§ WORK REQUIRED
Exactly as written, transcribe each record below.

§ SUPPLIED RECORDS
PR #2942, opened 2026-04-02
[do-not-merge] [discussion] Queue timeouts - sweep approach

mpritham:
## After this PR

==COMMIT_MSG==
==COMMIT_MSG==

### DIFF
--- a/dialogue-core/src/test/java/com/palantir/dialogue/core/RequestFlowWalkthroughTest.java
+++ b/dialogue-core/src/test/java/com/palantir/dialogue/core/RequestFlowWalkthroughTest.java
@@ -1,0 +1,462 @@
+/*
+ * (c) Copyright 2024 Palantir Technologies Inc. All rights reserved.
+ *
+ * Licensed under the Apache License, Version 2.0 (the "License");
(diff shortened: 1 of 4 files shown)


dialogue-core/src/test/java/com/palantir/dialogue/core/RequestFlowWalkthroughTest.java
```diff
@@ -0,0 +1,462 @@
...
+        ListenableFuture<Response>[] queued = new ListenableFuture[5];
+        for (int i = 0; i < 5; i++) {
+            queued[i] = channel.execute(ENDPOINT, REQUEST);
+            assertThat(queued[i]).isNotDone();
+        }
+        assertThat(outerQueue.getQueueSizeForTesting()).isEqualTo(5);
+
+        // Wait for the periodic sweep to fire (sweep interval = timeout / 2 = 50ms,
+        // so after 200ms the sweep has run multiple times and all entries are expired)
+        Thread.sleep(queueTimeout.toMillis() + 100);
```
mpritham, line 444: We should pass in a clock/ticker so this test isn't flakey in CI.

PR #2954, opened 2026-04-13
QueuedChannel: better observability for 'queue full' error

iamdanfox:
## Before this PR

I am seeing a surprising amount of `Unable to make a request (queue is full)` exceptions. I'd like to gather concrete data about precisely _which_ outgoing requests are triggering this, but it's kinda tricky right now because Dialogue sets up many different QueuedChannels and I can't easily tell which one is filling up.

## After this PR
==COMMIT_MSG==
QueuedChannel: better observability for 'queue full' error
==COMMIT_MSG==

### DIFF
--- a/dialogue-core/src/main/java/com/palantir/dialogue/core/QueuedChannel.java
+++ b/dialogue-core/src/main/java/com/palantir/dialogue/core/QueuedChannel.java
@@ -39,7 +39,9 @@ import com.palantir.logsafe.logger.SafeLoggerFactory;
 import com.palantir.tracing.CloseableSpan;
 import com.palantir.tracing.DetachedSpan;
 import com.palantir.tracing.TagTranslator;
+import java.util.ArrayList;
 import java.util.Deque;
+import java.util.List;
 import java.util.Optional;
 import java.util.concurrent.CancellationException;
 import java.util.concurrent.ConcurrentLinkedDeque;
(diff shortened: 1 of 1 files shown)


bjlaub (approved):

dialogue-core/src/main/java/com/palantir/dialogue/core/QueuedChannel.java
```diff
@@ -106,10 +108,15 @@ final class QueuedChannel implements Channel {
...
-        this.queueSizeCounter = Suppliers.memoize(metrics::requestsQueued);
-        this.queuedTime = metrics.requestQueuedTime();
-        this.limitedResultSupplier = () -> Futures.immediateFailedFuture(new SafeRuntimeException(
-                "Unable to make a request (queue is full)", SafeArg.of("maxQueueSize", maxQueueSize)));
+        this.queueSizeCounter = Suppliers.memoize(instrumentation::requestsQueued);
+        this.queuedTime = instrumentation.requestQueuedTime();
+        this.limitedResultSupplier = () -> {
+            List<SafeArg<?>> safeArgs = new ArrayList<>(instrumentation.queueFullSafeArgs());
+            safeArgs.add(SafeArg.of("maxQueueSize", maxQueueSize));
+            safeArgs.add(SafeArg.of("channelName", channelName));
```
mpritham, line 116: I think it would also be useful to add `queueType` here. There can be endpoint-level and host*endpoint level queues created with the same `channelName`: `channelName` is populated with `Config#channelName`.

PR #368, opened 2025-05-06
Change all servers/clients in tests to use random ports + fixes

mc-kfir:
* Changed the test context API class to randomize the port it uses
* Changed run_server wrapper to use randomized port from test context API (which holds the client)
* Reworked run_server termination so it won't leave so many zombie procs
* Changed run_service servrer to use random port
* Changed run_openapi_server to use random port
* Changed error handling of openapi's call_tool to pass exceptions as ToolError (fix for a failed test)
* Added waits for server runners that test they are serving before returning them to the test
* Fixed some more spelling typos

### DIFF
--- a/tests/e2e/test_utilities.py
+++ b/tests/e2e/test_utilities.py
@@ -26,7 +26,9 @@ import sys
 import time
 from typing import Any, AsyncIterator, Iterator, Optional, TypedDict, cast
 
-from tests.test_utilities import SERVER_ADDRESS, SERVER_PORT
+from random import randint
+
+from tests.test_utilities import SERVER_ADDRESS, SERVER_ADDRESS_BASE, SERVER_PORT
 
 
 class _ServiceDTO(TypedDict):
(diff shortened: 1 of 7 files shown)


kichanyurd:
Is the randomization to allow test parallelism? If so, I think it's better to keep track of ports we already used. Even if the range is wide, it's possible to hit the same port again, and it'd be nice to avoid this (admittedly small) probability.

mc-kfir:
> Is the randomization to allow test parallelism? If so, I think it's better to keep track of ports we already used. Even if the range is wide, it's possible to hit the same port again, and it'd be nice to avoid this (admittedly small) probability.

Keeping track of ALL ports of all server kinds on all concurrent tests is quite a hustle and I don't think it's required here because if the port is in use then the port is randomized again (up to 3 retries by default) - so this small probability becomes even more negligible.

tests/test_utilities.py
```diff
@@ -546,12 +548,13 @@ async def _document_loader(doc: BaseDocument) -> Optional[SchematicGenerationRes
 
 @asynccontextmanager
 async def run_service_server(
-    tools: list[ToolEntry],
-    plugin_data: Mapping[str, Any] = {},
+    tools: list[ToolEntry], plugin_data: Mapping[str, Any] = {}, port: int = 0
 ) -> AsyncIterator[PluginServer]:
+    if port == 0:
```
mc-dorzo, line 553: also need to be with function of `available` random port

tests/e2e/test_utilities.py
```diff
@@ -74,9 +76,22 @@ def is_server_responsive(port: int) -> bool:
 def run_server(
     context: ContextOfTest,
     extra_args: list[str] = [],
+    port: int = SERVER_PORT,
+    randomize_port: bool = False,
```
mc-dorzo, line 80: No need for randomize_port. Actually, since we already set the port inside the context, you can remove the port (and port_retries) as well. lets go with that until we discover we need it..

§ TASK SOLUTION
PR #2942, opened 2026-04-02
[do-not-merge] [discussion] Queue timeouts - sweep approach

mpritham:
## After this PR

==COMMIT_MSG==
==COMMIT_MSG==

### DIFF
--- a/dialogue-core/src/test/java/com/palantir/dialogue/core/RequestFlowWalkthroughTest.java
+++ b/dialogue-core/src/test/java/com/palantir/dialogue/core/RequestFlowWalkthroughTest.java
@@ -1,0 +1,462 @@
+/*
+ * (c) Copyright 2024 Palantir Technologies Inc. All rights reserved.
+ *
+ * Licensed under the Apache License, Version 2.0 (the "License");
(diff shortened: 1 of 4 files shown)


dialogue-core/src/test/java/com/palantir/dialogue/core/RequestFlowWalkthroughTest.java
```diff
@@ -0,0 +1,462 @@
...
+        ListenableFuture<Response>[] queued = new ListenableFuture[5];
+        for (int i = 0; i < 5; i++) {
+            queued[i] = channel.execute(ENDPOINT, REQUEST);
+            assertThat(queued[i]).isNotDone();
+        }
+        assertThat(outerQueue.getQueueSizeForTesting()).isEqualTo(5);
+
+        // Wait for the periodic sweep to fire (sweep interval = timeout / 2 = 50ms,
+        // so after 200ms the sweep has run multiple times and all entries are expired)
+        Thread.sleep(queueTimeout.toMillis() + 100);
```
mpritham, line 444: We should pass in a clock/ticker so this test isn't flakey in CI.

PR #2954, opened 2026-04-13
QueuedChannel: better observability for 'queue full' error

iamdanfox:
## Before this PR

I am seeing a surprising amount of `Unable to make a request (queue is full)` exceptions. I'd like to gather concrete data about precisely _which_ outgoing requests are triggering this, but it's kinda tricky right now because Dialogue sets up many different QueuedChannels and I can't easily tell which one is filling up.

## After this PR
==COMMIT_MSG==
QueuedChannel: better observability for 'queue full' error
==COMMIT_MSG==

### DIFF
--- a/dialogue-core/src/main/java/com/palantir/dialogue/core/QueuedChannel.java
+++ b/dialogue-core/src/main/java/com/palantir/dialogue/core/QueuedChannel.java
@@ -39,7 +39,9 @@ import com.palantir.logsafe.logger.SafeLoggerFactory;
 import com.palantir.tracing.CloseableSpan;
 import com.palantir.tracing.DetachedSpan;
 import com.palantir.tracing.TagTranslator;
+import java.util.ArrayList;
 import java.util.Deque;
+import java.util.List;
 import java.util.Optional;
 import java.util.concurrent.CancellationException;
 import java.util.concurrent.ConcurrentLinkedDeque;
(diff shortened: 1 of 1 files shown)


bjlaub (approved):

dialogue-core/src/main/java/com/palantir/dialogue/core/QueuedChannel.java
```diff
@@ -106,10 +108,15 @@ final class QueuedChannel implements Channel {
...
-        this.queueSizeCounter = Suppliers.memoize(metrics::requestsQueued);
-        this.queuedTime = metrics.requestQueuedTime();
-        this.limitedResultSupplier = () -> Futures.immediateFailedFuture(new SafeRuntimeException(
-                "Unable to make a request (queue is full)", SafeArg.of("maxQueueSize", maxQueueSize)));
+        this.queueSizeCounter = Suppliers.memoize(instrumentation::requestsQueued);
+        this.queuedTime = instrumentation.requestQueuedTime();
+        this.limitedResultSupplier = () -> {
+            List<SafeArg<?>> safeArgs = new ArrayList<>(instrumentation.queueFullSafeArgs());
+            safeArgs.add(SafeArg.of("maxQueueSize", maxQueueSize));
+            safeArgs.add(SafeArg.of("channelName", channelName));
```
mpritham, line 116: I think it would also be useful to add `queueType` here. There can be endpoint-level and host*endpoint level queues created with the same `channelName`: `channelName` is populated with `Config#channelName`.

PR #368, opened 2025-05-06
Change all servers/clients in tests to use random ports + fixes

mc-kfir:
* Changed the test context API class to randomize the port it uses
* Changed run_server wrapper to use randomized port from test context API (which holds the client)
* Reworked run_server termination so it won't leave so many zombie procs
* Changed run_service servrer to use random port
* Changed run_openapi_server to use random port
* Changed error handling of openapi's call_tool to pass exceptions as ToolError (fix for a failed test)
* Added waits for server runners that test they are serving before returning them to the test
* Fixed some more spelling typos

### DIFF
--- a/tests/e2e/test_utilities.py
+++ b/tests/e2e/test_utilities.py
@@ -26,7 +26,9 @@ import sys
 import time
 from typing import Any, AsyncIterator, Iterator, Optional, TypedDict, cast
 
-from tests.test_utilities import SERVER_ADDRESS, SERVER_PORT
+from random import randint
+
+from tests.test_utilities import SERVER_ADDRESS, SERVER_ADDRESS_BASE, SERVER_PORT
 
 
 class _ServiceDTO(TypedDict):
(diff shortened: 1 of 7 files shown)


kichanyurd:
Is the randomization to allow test parallelism? If so, I think it's better to keep track of ports we already used. Even if the range is wide, it's possible to hit the same port again, and it'd be nice to avoid this (admittedly small) probability.

mc-kfir:
> Is the randomization to allow test parallelism? If so, I think it's better to keep track of ports we already used. Even if the range is wide, it's possible to hit the same port again, and it'd be nice to avoid this (admittedly small) probability.

Keeping track of ALL ports of all server kinds on all concurrent tests is quite a hustle and I don't think it's required here because if the port is in use then the port is randomized again (up to 3 retries by default) - so this small probability becomes even more negligible.

tests/test_utilities.py
```diff
@@ -546,12 +548,13 @@ async def _document_loader(doc: BaseDocument) -> Optional[SchematicGenerationRes
 
 @asynccontextmanager
 async def run_service_server(
-    tools: list[ToolEntry],
-    plugin_data: Mapping[str, Any] = {},
+    tools: list[ToolEntry], plugin_data: Mapping[str, Any] = {}, port: int = 0
 ) -> AsyncIterator[PluginServer]:
+    if port == 0:
```
mc-dorzo, line 553: also need to be with function of `available` random port

tests/e2e/test_utilities.py
```diff
@@ -74,9 +76,22 @@ def is_server_responsive(port: int) -> bool:
 def run_server(
     context: ContextOfTest,
     extra_args: list[str] = [],
+    port: int = SERVER_PORT,
+    randomize_port: bool = False,
```
mc-dorzo, line 80: No need for randomize_port. Actually, since we already set the port inside the context, you can remove the port (and port_retries) as well. lets go with that until we discover we need it..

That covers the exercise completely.